▶ _Task to complete_: Print, from the listing below, the lines starting at the line containing "## Introduction" and ending at the line containing "## Resolution", exactly as they stand, and print nothing else.

===== Input material

PR #2282, opened 2023-11-07
fix: lock down report upload journey

ChristianMcc:
## Introduction
Trying to access one of the pages in the journey of the utilisation report upload (e.g. if you had it bookmarked) would crash the page as the utilisation report would not be in the session.

## Resolution
Route the user back to the start of the journey if the user does not have a utilisationReport in their session.

### DIFF
--- a/e2e-tests/portal/cypress/e2e/journeys/payment-report-officer/utilisation-report-upload/confirm-and-send.spec.js
+++ b/e2e-tests/portal/cypress/e2e/journeys/payment-report-officer/utilisation-report-upload/confirm-and-send.spec.js
@@ -5,32 +5,43 @@ const relativeURL = require('../../../relativeURL');
 const { BANK1_PAYMENT_REPORT_OFFICER1 } = MOCK_USERS;
 
 context('Confirm and send', () => {
-  beforeEach(() => {
-    cy.login(BANK1_PAYMENT_REPORT_OFFICER1);
-    cy.visit(relativeURL('/utilisation-report-upload'));
+  describe('After logging in and submitting a valid file', () => {
+    beforeEach(() => {
+      cy.login(BANK1_PAYMENT_REPORT_OFFICER1);
+      cy.visit(relativeURL('/utilisation-report-upload'));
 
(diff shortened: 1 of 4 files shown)


e2e-tests/portal/cypress/e2e/journeys/payment-report-officer/utilisation-report-upload/confirm-and-send.spec.js
```diff
@@ -5,32 +5,43 @@ const relativeURL = require('../../../relativeURL');
...
-    confirmAndSend.currentUrl().should('contain', '/utilisation-report-upload');
+      confirmAndSend.mainHeading().should('not.exist');
+      confirmAndSend.currentUrl().should('contain', '/confirmation');
+    });
   });
 
-  it('Should route to the Confirmation page when the Confirm and Send button is selected', () => {
-    confirmAndSend.confirmAndSendButton().click();
+  describe('After logging in but not submitting a file', () => {
+    it('Should route to the Upload Report page when you try and access the confirm and send page directly', () => {
```
ChristianMcc, line 40: Need to check if the express session will still exist at this point with a fresh login or if I'll need to force a logout first to destroy the session

portal/server/utils/csv-utils.js
```diff
@@ -20,7 +20,12 @@ const columnIndexToExcelColumn = (index) => {
  */
 const extractCellValue = (cell) => {
   const cellValue = cell.value?.result ?? cell.value;
-  const cellValueWithoutNewLines = typeof cellValue === 'string' ? cellValue?.replace(/\r\n|\r|\n/g, ' ').replace(/,/g, '').trim() : cellValue;
+  const cellValueWithoutNewLines = typeof cellValue === 'string'
+    ? cellValue
+      ?.replace(/\r\n|\r|\n/g, ' ')
```
toddym42, line 25: I know this was just a prettier change, but I think we can remove the `?` here as the `cellValue` will definitely be defined when the type is `'string'`.

toddym42 (approved):

JoshBinns2000:
lgtm

toddym42 (approved):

==========

▶ _Result for this task_:
## Introduction
Trying to access one of the pages in the journey of the utilisation report upload (e.g. if you had it bookmarked) would crash the page as the utilisation report would not be in the session.

## Resolution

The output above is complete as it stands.